Bad design aside, we’ve all probably hit “reply all” when “reply” was the better call.
But what happens when “all” includes the represented, opposing party? This came up at the APRL conference last week.
Lawyers sometimes copy their own clients on emails to opposing counsel. I recommend against this for several reasons, not the least of which is clients are humans and humans do weird things and weird things are worse when an exhibit sticker gets attached to them. If I do need a client to see what I’ve written to opposing counsel I’ll generally forward it separately, so they can respond separately and say whatever they have to say to me and me only.
Here’s a true story—I had been representing a client in a law license reinstatement. The Office of Lawyer Regulation had retained outside counsel to handle this, and he emailed me about some logistical issue. He copied internal OLR litigation counsel. I replied-all. The retained lawyer then emailed me separately to tell me I had violated SCR 20:4.2 by communicating with his client (the internal counsel) without his permission—but, don’t worry, he wasn’t going to rat me out, he giggled. (Ever get an email where you could hear the giggle despite it just being text? This email giggled.)
But was it really a violation? Wisconsin has not yet weighed in on the issue, and last week I learned, to my shock, that until recently most jurisdictions that had issued opinions had concluded that replying-all without explicit permission did constitute a violation of Model Rule 4.2 or the state equivalents. (Kentucky and Alaska are recent examples.) These jurisdictions rejected the idea that by copying the clients on the emails, the lawyer implied their consent to communication.
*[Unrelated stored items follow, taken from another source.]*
PR #255, opened 2022-11-11
OCPCLOUD-1733: Try alternative instance type when spot has no capacity

RadekManak:
This PR rewrites machineSet setup logic for spot test to allow it to detect when one of the machines cannot scale up due to insufficient spot capacity. If that happens, then it gets deleted, and it attempts again with a new machineSet that has a different instance type. 
This is attempted 3 times. If it cannot scale after that, the test fails.

### DIFF
--- a/pkg/framework/machinesets.go
+++ b/pkg/framework/machinesets.go
@@ -2,16 +2,22 @@ package framework
 
 import (
 	"context"
+	"encoding/json"
+	"errors"
 	"fmt"
+	"strings"
 
 	"github.com/google/uuid"
 	. "github.com/onsi/gomega"
 
+	configv1 "github.com/openshift/api/config/v1"
 	machinev1 "github.com/openshift/api/machine/v1beta1"
 	corev1 "k8s.io/api/core/v1"
 	apierrors "k8s.io/apimachinery/pkg/api/errors"
 	metav1 "k8s.io/apimachinery/pkg/apis/meta/v1"
+	"k8s.io/apimachinery/pkg/runtime"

The problems with these opinions are manifest and, from my perspective, obvious—if you’re having a conversation with a lawyer and their client in person, nobody asks if it’s OK to continue the conversation; the lawyer whose client is in the room assumes responsibility for the interaction and will instruct the client to leave if needed. Why should email be different?
But, also, this scenario can set up what others have termed a “booby trap” for the unsuspecting recipient. I could certainly envision an unscrupulous opposing counsel setting this up deliberately, too.
Finally, earlier this year, New Jersey issued an opinion firmly on the side of common sense, and put the onus on the sending lawyer to decide whether to include their client in the communication and not on the receiving lawyer to guess as to whether the conversation was intended to include the client.
Still, this is unsettled in many jurisdictions, so caution remains key.